*** Supplied records ***
PR #4919, opened 2024-02-15
fix: token bottom sheet sticky header position

kathaypacific:
### Description

[Context](https://valora-app.slack.com/archives/C04B61SJ6DS/p1707757919681089)

### Test plan

The sticky header is no longer stuck to the wrong place sometimes when launching the bottom sheet.

### Related issues

- Relates to RET-984

### Backwards compatibility

Y

### Network scalability

Y

### DIFF
--- a/src/components/TokenBottomSheet.tsx
+++ b/src/components/TokenBottomSheet.tsx
@@ -152,6 +152,7 @@ function TokenBottomSheet<T extends TokenBalance>({
 
   const filterChipsCarouselRef = useRef<ScrollView>(null)
   const tokenListRef = useRef<BottomSheetFlatListMethods>(null)
+  const [headerHeight, setHeaderHeight] = useState(0)
   const [searchTerm, setSearchTerm] = useState('')
   const [filters, setFilters] = useState(filterChips)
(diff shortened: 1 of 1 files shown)


src/components/TokenBottomSheet.tsx
```diff
@@ -239,78 +242,91 @@ function TokenBottomSheet<T extends TokenBalance>({
     filterChipsCarouselRef.current?.scrollTo({ x: 0 })
   }
 
+  const handleMeasureHeader = (event: { nativeEvent: { layout: { height: number } } }) => {
+    setHeaderHeight(event.nativeEvent.layout.height)
```
jeanregisser, line 246: Should we reset the height to 0 after closing?

jeanregisser (approved):
🚀

src/components/TokenBottomSheet.tsx
kathaypacific: why do we want to set it to 0? `onLayout` will be called when the component changes, so if the header components do change then the token bottom sheet will already update in the background. my understanding is that the token bottom sheet isn't unmounted so setting the height to 0 after close will not guarantee that the height stays at 0 until the next open anyway?

PR #4921, opened 2024-02-16
chore: add analytics for token selection position in list

kathaypacific:
### Description

This PR adds more tracking so that we can learn:
- how helpful is our token guidance (track the position in the list of the token selected - are users needing to scroll a lot?)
*** End of Supplied records ***
[Aim of the task]:
An exact repetition of all the entries is required.

[Task solution]:
PR #4919, opened 2024-02-15
fix: token bottom sheet sticky header position

kathaypacific:
### Description

[Context](https://valora-app.slack.com/archives/C04B61SJ6DS/p1707757919681089)

### Test plan

The sticky header is no longer stuck to the wrong place sometimes when launching the bottom sheet.

### Related issues

- Relates to RET-984

### Backwards compatibility

Y

### Network scalability

Y

### DIFF
--- a/src/components/TokenBottomSheet.tsx
+++ b/src/components/TokenBottomSheet.tsx
@@ -152,6 +152,7 @@ function TokenBottomSheet<T extends TokenBalance>({
 
   const filterChipsCarouselRef = useRef<ScrollView>(null)
   const tokenListRef = useRef<BottomSheetFlatListMethods>(null)
+  const [headerHeight, setHeaderHeight] = useState(0)
   const [searchTerm, setSearchTerm] = useState('')
   const [filters, setFilters] = useState(filterChips)
(diff shortened: 1 of 1 files shown)


src/components/TokenBottomSheet.tsx
```diff
@@ -239,78 +242,91 @@ function TokenBottomSheet<T extends TokenBalance>({
     filterChipsCarouselRef.current?.scrollTo({ x: 0 })
   }
 
+  const handleMeasureHeader = (event: { nativeEvent: { layout: { height: number } } }) => {
+    setHeaderHeight(event.nativeEvent.layout.height)
```
jeanregisser, line 246: Should we reset the height to 0 after closing?

jeanregisser (approved):
🚀

src/components/TokenBottomSheet.tsx
kathaypacific: why do we want to set it to 0? `onLayout` will be called when the component changes, so if the header components do change then the token bottom sheet will already update in the background. my understanding is that the token bottom sheet isn't unmounted so setting the height to 0 after close will not guarantee that the height stays at 0 until the next open anyway?

PR #4921, opened 2024-02-16
chore: add analytics for token selection position in list

kathaypacific:
### Description

This PR adds more tracking so that we can learn:
- how helpful is our token guidance (track the position in the list of the token selected - are users needing to scroll a lot?)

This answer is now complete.